Not surprisingly, people who have been laid off or had their work hours reduced have fallen behind on their mortgage and rent payments. Although various federal and state moratoriums on such payments, as well as on evictions and foreclosures, were enacted, such protections will eventually end. And the moratoriums don't negate renters' or homeowners' obligations to settle accounts with their bankers and landlords somewhere down the line (which for many Americans may, in the end, prove an impossibility).
Food and the Pandemic
Apart from the illness and death it causes, perhaps the most poignant consequence of Covid-19 has been the way it's increased what's called "food insecurity" across the United States. That ungainly term doesn't refer to the chronic food scarcity and undernourishment, which afflicts more than 800 million people in poor countries, but rather to the disruption of people's typical food-consumption patterns. The U.S. Department of Agriculture (USDA) distinguishes between what it calls low food security ("reduced quality, variability, or desirability of diet") and the very low version of the same ("multiple indications of disrupted eating patterns and reduced food intake").

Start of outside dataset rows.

PR #4636, opened 2024-12-20
chore: remove unnecessary package

danie-ramdhani:
Livewire V3 is bundled with alpine.js and its plugins (except sort plugin).


peaklabs-dev:
Thank you for the PR 💜.

PR #4639, opened 2024-12-21
Add calibre-web service

frenicohansen:
## Changes
- Add calibre-web Service

## Issues
During testing, I encountered an issue with the web UI: while the application’s HTML and CSS files load correctly, all JavaScript files fail to load and return a 520 error. This prevents the web UI from functioning properly.

I suspect the issue might be related to the reverse proxy configuration. I would appreciate it if the reviewer could test this pull request and confirm whether the issue can be reproduced.
grafik


peaklabs-dev:
Thanks for the PR. 
I do not have any errors in my console, so it is probably related to one of your browser extensions.

on3iro:
@peaklabs-dev something's definitely weird with the js as @frenicohansen mentioned. Many operations do not work properly (e.g. saving of settings etc.) due to missing js. Even though I don't see any loading failures on the network tab. Using the same images locally outside of coolify does work, however.

PR #1305, opened 2018-06-05
Remove Google Dependencies

aaronbrethorst:
Removes all Google API dependencies from OBA for iOS.


aaronbrethorst:
cc @barbeau

barbeau:
Thanks @aaronbrethorst.  Is Google Maps used for anything in OBA iOS in the currently release, or is this just removing dead code?

aaronbrethorst:
@barbeau we were using a Google Maps API to geocode addresses when the user performed an address search, but Apple has had this feature built in since iOS 6 without any usage limits, so I thought it made more sense to use what Apple offered, reduce external dependencies, and avoid usage limits. Here's the relevant diff https://github.com/OneBusAway/onebusaway-iphone/pull/1305/files#diff-9b0c079617a4cdd9ac1b1211a4a1b0d8R261

barbeau:
👍

PR #1335, opened 2018-08-03
Update the Spanish Translations

themonki:
* Based on commit #e94ba6d - Embed a stripped-down stop controller in the map's callouts
* Based on commit #467fd7a - Adds Dark Sky attribution
* Based on commit #b9b183d - Make it possible to search for a vehicle by vehicle id
* Based on commit #e4f4bdc - Display stops in a Pulley drawer on the map


aaronbrethorst:
Wonderful, thank you @themonki!

PR #1366, opened 2018-09-15
Overhauls Analytics

### LINKED ISSUE #1327: Better Fabric analytics on accessibility usage
It would be great if we could track the number of folks using voiceover and high contrast settings on a per-app version basis, plus also know what the percentage mix of font sizes is.

### LINKED ISSUE #1343: Analytics for Fare Payment apps
TODO: need to sort out with @barbeau 

1. Track taps on Pay My Fare table item -> App Store
2. Track taps -> apps

anything else?

aaronbrethorst:
* Fixes #1327 - Better Fabric analytics on accessibility usage
* Fixes #1343 - Analytics for Fare Payment apps

This change adds support for Firebase Analytics to the app, which is necessary as Fabric will be fully subsumed into Firebase in the next six months or so. Additionally, it increases the number of accessibility-related data points that we are tracking—we will now know what users' default font sizes are and whether they have high contrast mode enabled.


barbeau:
Nice! I'm actually in the middle of adding Firebase Cloud Firestone on Android to collect a limited amount of data during beta testing of destination alerts. Have you seen if iOS and Android apps should share same Firebase account as far as best practices? If so we should coordinate - I don't have anything stored in my setup yet so we could switch to yours if that makes sense.

PR #1461, opened 2019-12-25
Fix search not working when user location is not within bounds of the current region

### LINKED ISSUE #1456: search not working when far from current location
Search is working OK for Puget Sound.  However, when I try to do a search for a route or stop in other regions the map says "No stops at this location", even though there are.  I tried San Diego, Tampa, and Spokane, with the same result.

The two screenshots show this for Tampa.  The first image shows the map for a randomly chosen stop (Marion St @ Zack St).  Routes 8 and 20 stop there.  Then, keeping the map at the same location, I search for route 8, and get the second image, which says "No stops at this location" even though clearly there are.

The same thing happens for searching for a stop number.  App 19.1.0, running on an iPhone 7, iOS version 13.1.3

IMG_3006

IMG_3007

### LINKED ISSUE #1458: Search doesn’t work
### Expected behavior
When searching for route, it should show the route on map
### Actual behavior
Upon search of route, it says stop is notf found
Newest version from App Store
Select your region
Zoom in to area with your desired route
Search for that route using search function and route section of search 

https://streamable.com/a0ui4

### App Version/Hardware
iOS 19.1.0

ualch9:
- Fixes #1456
- Fixes #1458


aaronbrethorst:
👍 nicely done

PR #1462, opened 2020-01-06
Add dark mode support for CreditViewerController

ApolloZhu:
Replace deprecated UIWebView with WKWebView. See https://developer.apple.com/news/?id=12232019b for deprecation notice.

|Before|After|
|--|--|
|Before|After|


aaronbrethorst:
thanks!

PR #1472, opened 2020-03-01
Resolves #1466

### LINKED ISSUE #1466: User feedback: Today View Widget not showing bookmarks
User feedback:

> Widget does not work or refresh. Just always shows this. 

today

```
App Version = 20.1.0
iOS Version = 13.3
Bookmark Count = 1
```

ualch9:
Adds the number of bookmarks in the today widget to debug info.

I'm guessing that #1466 is user error so if there are any future inquiries regarding the today widget, hopefully this data makes it easier to address.

### DIFF
--- a/OBAKit/Models/dao/OBAModelDAO.m
+++ b/OBAKit/Models/dao/OBAModelDAO.m
@@ -376,6 +376,14 @@ const CLLocationDistance kMetersInOneMile = 1609.34;
     }
 }
 
+- (NSInteger)todayBookmarkGroupCount {
+    if (self.todayBookmarkGroup) {
+        return [self.todayBookmarkGroup.bookmarks count];
+    } else {
+        return 0;
+    }
+}
+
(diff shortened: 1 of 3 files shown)


OBAKit/Models/dao/OBAModelDAO.m
```diff
@@ -376,6 +376,14 @@ - (OBABookmarkGroup*)todayBookmarkGroup {
     }
 }
 
+- (NSInteger)todayBookmarkGroupCount {
+    if (self.todayBookmarkGroup) {
+        return [self.todayBookmarkGroup.bookmarks count];
```
aaronbrethorst, line 381: Being explicit is ok, but for future reference, Objective-C treats `nil` and `0` as being essentially interchangeable—and it also treats the result of messaging `nil` as `nil`—so you could shorten this method to just:

    - (NSInteger)todayBookmarkGroupCount {
        return self.todayBookmarkGroup.bookmarks.count;
    }

aaronbrethorst (approved):
👍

Surveys by the USDA and the Census Bureau show that both variants have risen steeply during the pandemic. Just before the coronavirus struck, 35 million Americans, 11 million of them children, experienced food insecurity, the lowest figure in two decades. This year, those numbers are projected to reach 54 million and 18 million respectively. In 2018, 4% of American adults reported that at least some members of their family did not have enough to eat; by July 2020, that figure had hit 11%, according to a study by Northwestern University's Food Research and Action Center, and will only increase as the pandemic worsens.
Income supplements provided by the $2.2 trillion CARES Act that Congress passed in March in response to the economic problems created by Covid-19, increases in the government's Supplementary Nutritional Program (SNAP), and the Pandemic Electronic Benefit (P-EBT), which helps parents whose children no longer get free or subsidized school lunches, have made a difference -- but not enough to make up for lost or reduced income, lost homes, and other disasters of this moment. And sadly, any follow-up to the CARES Act, assuming Congress reaches some kind of agreement on its terms before the current legislation expires at the end of December, will almost certainly be far less generous than the original law. The SNAP increases already excluded the poorest seven million households that were then receiving the maximum amount, and the new increases now under discussion in Congress would add less than one dollar to a four-person family's maximum daily benefit. P-EBT expired in most states at the end of September, in some as early as July.
That food insecurity has "skyrocketed," as the Center for Budget and Policy Priorities puts it, during the pandemic despite government assistance shouldn't come as a surprise. Millions of people have lost their jobs. Some have seen their earnings diminished because of furloughs, wage cuts, freezes, or reduced working hours. Others have looked for jobs in vain and finally given up (but aren't included in official unemployment statistics). Millions of adults have children who no longer receive those free or subsidized lunches because of the switch, in whole or part, to online teaching. Worse yet, as pandemic-induced firings, layoffs, and wage cuts have reduced incomes, and so consumer purchasing power, food prices, especially for meat, fish, and eggs, have only risen. Such costs have increased for other reasons as well. The pandemic has disrupted supply networks, national and international. Leery consumers, anticipating shortages or seeking to reduce trips to grocery stores to avoid being infected by Covid-19, have also resorted to panic buying and the stockpiling of food and other necessities.